The UCF community will remember Kailyn Jones at today’s Eternal Knights Memorial Service in the Student Union.
By Jenna Marina
Before her death, Kailyn Jones was on the path to becoming a second-generation UCF alumna. She wanted to help people, especially children, as a physical therapist someday.
Although her own dream will tragically remain unrealized, two other students will have help achieving theirs thanks to a scholarship established in Jones’ name.

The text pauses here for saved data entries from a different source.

PR #422, opened 2022-01-11
Replaced Libtock driver clock with embedded_time::Clock

shilingwangggg:
Prototype for the concept. Please have a look, thank you.

### DIFF
--- a/src/clock.rs
+++ b/src/clock.rs
@@ -81,3 +81,69 @@ impl embedded_time::Clock for TestClock {
         Ok(embedded_time::Instant::new(0))
     }
 }
+
+#[cfg(test)]
+mod test {
+    use super::*;
+    use embedded_time::duration::{Milliseconds, Seconds};
+
+    #[test]
+    fn test_checked_add() {
+        let clock = TestClock::new();
+        let now = clock.try_now().unwrap();
+        assert_eq!(
+            now.checked_add(Seconds::new(1u64)),
+            Some(CtapInstant::new(TEST_CLOCK_FREQUENCY_HZ as u64))
+        );
+        assert_eq!(
+            now.checked_add(Seconds::new(1u64)),
+            now.checked_add(Milliseconds::new(1000u64))
+        );
+    }
+
+    #[test]
+    fn test_checked_add_overflow() {
+        assert_eq!(
+            CtapInstant::new(u64::MAX).checked_add(Seconds::new(1u64)),
+            Some(CtapInstant::new(TEST_CLOCK_FREQUENCY_HZ as u64 - 1u64))
+        );
+    }
+
+    #[test]
+    fn test_checked_add_error() {
+        assert!(CtapInstant::new(u64::MAX)
+            .checked_add(Seconds::new(u64::MAX / TEST_CLOCK_FREQUENCY_HZ as u64))
+            .is_none());
+        let now = TestClock::new().try_now().unwrap();
+        assert!(now.checked_add(Seconds::new(u64::MAX)).is_none());
+    }
+
+    #[test]
+    fn test_duration_since() {
+        let clock = TestClock::new();
+        let early = clock.try_now().unwrap();
+        let later = CtapInstant::new(1000u64);
+        assert_eq!(
+            later.checked_duration_since(&early).unwrap().integer(),
+            1000
+        );
+        assert_eq!(early.checked_duration_since(&later), None);
+    }
+
+    #[test]
+    fn test_duration_since_overflow() {
+        let early = CtapInstant::new(u64::MAX);
+        let later = CtapInstant::new(1000u64);
+        assert_eq!(
+            later.checked_duration_since(&early).unwrap().integer(),
+            1001
+        );
+        assert_eq!(early.checked_duration_since(&later), None);
+    }
+
+    #[test]
+    #[should_panic]
+    fn add_panic() {
+        let _ = CtapInstant::new(0) + Milliseconds(u64::MAX / 2 + 1);
+    }
+}
--- a/src/clock.rs
+++ b/src/clock.rs
@@ -1,0 +1,83 @@
+#[cfg(not(feature = "std"))]
+use alloc::fmt;
+use embedded_time::duration::Milliseconds;
+pub use embedded_time::Clock;
+#[cfg(not(feature = "std"))]
+use libtock_drivers::result::FlexUnwrap;
+
+#[cfg(not(feature = "std"))]
+pub struct LibtockClock<const CLOCK_FREQUENCY: u32>(libtock_drivers::timer::Timer<'static>);
+#[cfg(not(feature = "std"))]
+impl<const CLOCK_FREQUENCY: u32> LibtockClock<CLOCK_FREQUENCY> {
+    pub fn new() -> Self {
+        let boxed_cb = alloc::boxed::Box::new(libtock_drivers::timer::with_callback(|_, _| {}));
+        let timer = alloc::boxed::Box::leak(boxed_cb).init().flex_unwrap();
+        Self(timer)
+    }
+}
+#[cfg(not(feature = "std"))]
+impl<const CLOCK_FREQUENCY: u32> fmt::Debug for LibtockClock<CLOCK_FREQUENCY> {
+    fn fmt(&self, f: &mut fmt::Formatter<'_>) -> fmt::Result {
+        f.debug_struct("LibtockClock")
+            .field("CLOCK_FREQUENCY", &CLOCK_FREQUENCY)
+            .finish()
+    }
+}
+
+const KEEPALIVE_DELAY_MS: ClockInt = 100;
+pub const KEEPALIVE_DELAY: Milliseconds<ClockInt> = Milliseconds(KEEPALIVE_DELAY_MS);
+
+#[cfg(target_pointer_width = "32")]
+pub type ClockInt = u32;
+#[cfg(target_pointer_width = "64")]
+pub type ClockInt = u64;
+
+#[cfg(not(feature = "std"))]
+impl<const CLOCK_FREQUENCY: u32> embedded_time::Clock for LibtockClock<CLOCK_FREQUENCY> {
+    // TODO: Implement and use a 24-bits TimeInt for Nordic
+    type T = ClockInt;
+
+    const SCALING_FACTOR: embedded_time::fraction::Fraction =
+        <embedded_time::fraction::Fraction>::new(1, CLOCK_FREQUENCY);
+
+    fn try_now(&self) -> Result<embedded_time::Instant<Self>, embedded_time::clock::Error> {
+        let timer = &self.0;
+        let now = timer.get_current_clock().flex_unwrap();
+        Ok(embedded_time::Instant::new(now.num_ticks() as Self::T))
+    }
+}
+
+#[cfg(not(feature = "std"))]
+pub type CtapClock = LibtockClock<32768>;
+#[cfg(feature = "std")]
+pub type CtapClock = TestClock;
+
+pub fn new_clock() -> CtapClock {
+    CtapClock::new()
+}
+
+pub type CtapInstant = embedded_time::Instant<CtapClock>;
+
+#[cfg(feature = "std")]
+pub const TEST_CLOCK_FREQUENCY_HZ: u32 = 32768;
+
+#[cfg(feature = "std")]
+#[derive(Default, Clone, Copy, Debug)]
+pub struct TestClock;
+#[cfg(feature = "std")]
+impl TestClock {
+    pub fn new() -> Self {
+        TestClock
+    }
+}
+
+#[cfg(feature = "std")]
+impl embedded_time::Clock for TestClock {
+    type T = u64;
+    const SCALING_FACTOR: embedded_time::fraction::Fraction =
+        <embedded_time::fraction::Fraction>::new(1, TEST_CLOCK_FREQUENCY_HZ);
+
+    fn try_now(&self) -> Result<embedded_time::Instant<Self>, embedded_time::clock::Error> {
+        Ok(embedded_time::Instant::new(0))
+    }
+}
--- a/src/clock.rs
+++ b/src/clock.rs
@@ -89,40 +89,46 @@ mod test {
 
     #[test]
     fn test_checked_add() {
-        let clock = TestClock::new();
-        let now = clock.try_now().unwrap();
+        let now = CtapInstant::new(0);
         assert_eq!(
-            now.checked_add(Seconds::new(1u64)),
-            Some(CtapInstant::new(TEST_CLOCK_FREQUENCY_HZ as u64))
+            now.checked_add(Seconds::new(1 as ClockInt)),
+            Some(CtapInstant::new(TEST_CLOCK_FREQUENCY_HZ as ClockInt))
         );
         assert_eq!(
-            now.checked_add(Seconds::new(1u64)),
-            now.checked_add(Milliseconds::new(1000u64))
+            now.checked_add(Seconds::new(1 as ClockInt)),
+            now.checked_add(Milliseconds::new(1000 as ClockInt))
         );
     }
 
     #[test]
     fn test_checked_add_overflow() {
         assert_eq!(
-            CtapInstant::new(u64::MAX).checked_add(Seconds::new(1u64)),
-            Some(CtapInstant::new(TEST_CLOCK_FREQUENCY_HZ as u64 - 1u64))
+            CtapInstant::new(u64::MAX).checked_add(Seconds::new(1 as ClockInt)),
+            Some(CtapInstant::new(TEST_CLOCK_FREQUENCY_HZ as u64 - 1))
         );
     }
 
     #[test]
     fn test_checked_add_error() {
-        assert!(CtapInstant::new(u64::MAX)
-            .checked_add(Seconds::new(u64::MAX / TEST_CLOCK_FREQUENCY_HZ as u64))
+        assert!(CtapInstant::new(0)
+            .checked_add(Seconds::new(u64::MAX / TEST_CLOCK_FREQUENCY_HZ as ClockInt))
             .is_none());
-        let now = TestClock::new().try_now().unwrap();
-        assert!(now.checked_add(Seconds::new(u64::MAX)).is_none());
+        assert!(CtapInstant::new(0)
+            .checked_add(Seconds::new(
+                u64::MAX / TEST_CLOCK_FREQUENCY_HZ as ClockInt / 2
+            ))
+            .is_some());
+        assert!(CtapInstant::new(0)
+            .checked_add(Seconds::new(
+                u64::MAX / TEST_CLOCK_FREQUENCY_HZ as ClockInt / 2 + 1
+            ))
+            .is_none());
     }
 
     #[test]
     fn test_duration_since() {
-        let clock = TestClock::new();
-        let early = clock.try_now().unwrap();
-        let later = CtapInstant::new(1000u64);
+        let early = CtapInstant::new(0);
+        let later = CtapInstant::new(1000);
         assert_eq!(
             later.checked_duration_since(&early).unwrap().integer(),
             1000
@@ -133,7 +139,7 @@ mod test {
     #[test]
     fn test_duration_since_overflow() {
         let early = CtapInstant::new(u64::MAX);
-        let later = CtapInstant::new(1000u64);
+        let later = CtapInstant::new(1000);
         assert_eq!(
             later.checked_duration_since(&early).unwrap().integer(),
             1001
@@ -144,6 +150,7 @@ mod test {
     #[test]
     #[should_panic]
     fn add_panic() {
-        let _ = CtapInstant::new(0) + Milliseconds(u64::MAX / 2 + 1);
+        let _ =
+            CtapInstant::new(0) + Seconds(u64::MAX / TEST_CLOCK_FREQUENCY_HZ as ClockInt / 2 + 1);
     }
 }
--- a/src/ctap/client_pin.rs
+++ b/src/ctap/client_pin.rs
@@ -12,6 +12,7 @@
 // See the License for the specific language governing permissions and
 // limitations under the License.
 
+use super::super::clock::CtapInstant;
 use super::command::AuthenticatorClientPinParameters;
 use super::data_formats::{
     ok_or_missing, ClientPinSubCommand, CoseKey, GetAssertionHmacSecretInput, PinUvAuthProtocol,
@@ -32,7 +33,6 @@ use crypto::sha256::Sha256;
 use crypto::Hash256;
 #[cfg(test)]
 use enum_iterator::IntoEnumIterator;
-use libtock_drivers::timer::ClockValue;
 use subtle::ConstantTimeEq;
 
 /// The prefix length of the PIN hash that is stored and compared.
@@ -291,7 +291,7 @@ impl ClientPin {
         &mut self,
         env: &mut impl Env,
         client_pin_params: AuthenticatorClientPinParameters,
-        now: ClockValue,
+        now: CtapInstant,
     ) -> Result<AuthenticatorClientPinResponse, Ctap2StatusCode> {
         let AuthenticatorClientPinParameters {
             pin_uv_auth_protocol,
@@ -359,7 +359,7 @@ impl ClientPin {
         &mut self,
         env: &mut impl Env,
         mut client_pin_params: AuthenticatorClientPinParameters,
-        now: ClockValue,
+        now: CtapInstant,
     ) -> Result<AuthenticatorClientPinResponse, Ctap2StatusCode> {
         // Mutating client_pin_params is just an optimization to move it into
         // process_get_pin_token, without cloning permissions_rp_id here.
@@ -388,7 +388,7 @@ impl ClientPin {
         &mut self,
         env: &mut impl Env,
         client_pin_params: AuthenticatorClientPinParameters,
-        now: ClockValue,
+        now: CtapInstant,
     ) -> Result<ResponseData, Ctap2StatusCode> {
         let response = match client_pin_params.sub_command {
             ClientPinSubCommand::GetPinRetries => Some(self.process_get_pin_retries(env)?),
@@ -495,7 +495,7 @@ impl ClientPin {
     }
 
     /// Updates the running timers, triggers timeout events.
-    pub fn update_timeouts(&mut self, now: ClockValue) {
+    pub fn update_timeouts(&mut self, now: CtapInstant) {
         self.pin_uv_auth_token_state
             .pin_uv_auth_token_usage_timer_observer(now);
     }
@@ -568,9 +568,7 @@ impl ClientPin {
         };
         let mut pin_uv_auth_token_state = PinUvAuthTokenState::new();
         pin_uv_auth_token_state.set_permissions(0xFF);
-        const CLOCK_FREQUENCY_HZ: usize = 32768;
-        const DUMMY_CLOCK_VALUE: ClockValue = ClockValue::new(0, CLOCK_FREQUENCY_HZ);
-        pin_uv_auth_token_state.begin_using_pin_uv_auth_token(DUMMY_CLOCK_VALUE);
+        pin_uv_auth_token_state.begin_using_pin_uv_auth_token(CtapInstant::new(0));
         ClientPin {
             pin_protocol_v1: PinProtocol::new_test(key_agreement_key_v1, pin_uv_auth_token),
             pin_protocol_v2: PinProtocol::new_test(key_agreement_key_v2, pin_uv_auth_token),
@@ -586,10 +584,7 @@ mod test {
     use super::*;
     use crate::env::test::TestEnv;
     use alloc::vec;
-    use libtock_drivers::timer::Duration;
-
-    const CLOCK_FREQUENCY_HZ: usize = 32768;
-    const DUMMY_CLOCK_VALUE: ClockValue = ClockValue::new(0, CLOCK_FREQUENCY_HZ);
+    use embedded_time::duration::Milliseconds;
 
     /// Stores a PIN hash corresponding to the dummy PIN "1234".
     fn set_standard_pin(env: &mut TestEnv) {
@@ -822,7 +817,7 @@ mod test {
             power_cycle_state: Some(false),
         });
         assert_eq!(
-            client_pin.process_command(&mut env, params.clone(), DUMMY_CLOCK_VALUE),
+            client_pin.process_command(&mut env, params.clone(), CtapInstant::new(0)),
             Ok(ResponseData::AuthenticatorClientPin(expected_response))
         );
 
@@ -834,7 +829,7 @@ mod test {
             power_cycle_state: Some(true),
         });
         assert_eq!(
-            client_pin.process_command(&mut env, params, DUMMY_CLOCK_VALUE),
+            client_pin.process_command(&mut env, params, CtapInstant::new(0)),
             Ok(ResponseData::AuthenticatorClientPin(expected_response))
         );
     }
@@ -862,7 +857,7 @@ mod test {
             power_cycle_state: None,
         });
         assert_eq!(
-            client_pin.process_command(&mut env, params, DUMMY_CLOCK_VALUE),
+            client_pin.process_command(&mut env, params, CtapInstant::new(0)),
             Ok(ResponseData::AuthenticatorClientPin(expected_response))
         );
     }
@@ -882,7 +877,7 @@ mod test {
             create_client_pin_and_parameters(pin_uv_auth_protocol, ClientPinSubCommand::SetPin);
         let mut env = TestEnv::new();
         assert_eq!(
-            client_pin.process_command(&mut env, params, DUMMY_CLOCK_VALUE),
+            client_pin.process_command(&mut env, params, CtapInstant::new(0)),
             Ok(ResponseData::AuthenticatorClientPin(None))
         );
     }
@@ -915,14 +910,14 @@ mod test {
         let pin_uv_auth_param = shared_secret.authenticate(&auth_param_data);
         params.pin_uv_auth_param = Some(pin_uv_auth_param);
         assert_eq!(
-            client_pin.process_command(&mut env, params.clone(), DUMMY_CLOCK_VALUE),
+            client_pin.process_command(&mut env, params.clone(), CtapInstant::new(0)),
             Ok(ResponseData::AuthenticatorClientPin(None))
         );
 
         let mut bad_params = params.clone();
         bad_params.pin_hash_enc = Some(vec![0xEE; 16]);
         assert_eq!(
-            client_pin.process_command(&mut env, bad_params, DUMMY_CLOCK_VALUE),
+            client_pin.process_command(&mut env, bad_params, CtapInstant::new(0)),
             Err(Ctap2StatusCode::CTAP2_ERR_PIN_AUTH_INVALID)
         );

“Kailyn was such a good person. She loved to do good. I think she would be absolutely honored to do this for someone else,” said Ricardo San Jose, Kailyn’s uncle, a UCF alumnus and a current student in UCF’s family nurse practitioner program. “She saved a couple lives with her organ donation. Her heart is still beating in another right now.”
Jones was killed in a car accident on Jun. 12, 2016 — the same date as the Pulse nightclub shooting. She was on her way home from babysitting family members at her grandparents’ house when another car drove into on-coming traffic.
According to the Orlando Sentinel, the driver hit a concrete barrier near a traffic circle at Maitland Summit Boulevard and Pembrook Drive, flipped and landed on top of Jones’ Honda Civic, records show.
San Jose, who works as an emergency room nurse, awoke early the next morning to find at least a dozen missed calls from his sister Lillian San Jose, Kailyn’s stepmother.
San Jose’s partner, Chris Blackwell [Ph.D. in public affairs, ’05], who is an associate professor at UCF, had known Kailyn for seven years and was as heartbroken as the rest of her family.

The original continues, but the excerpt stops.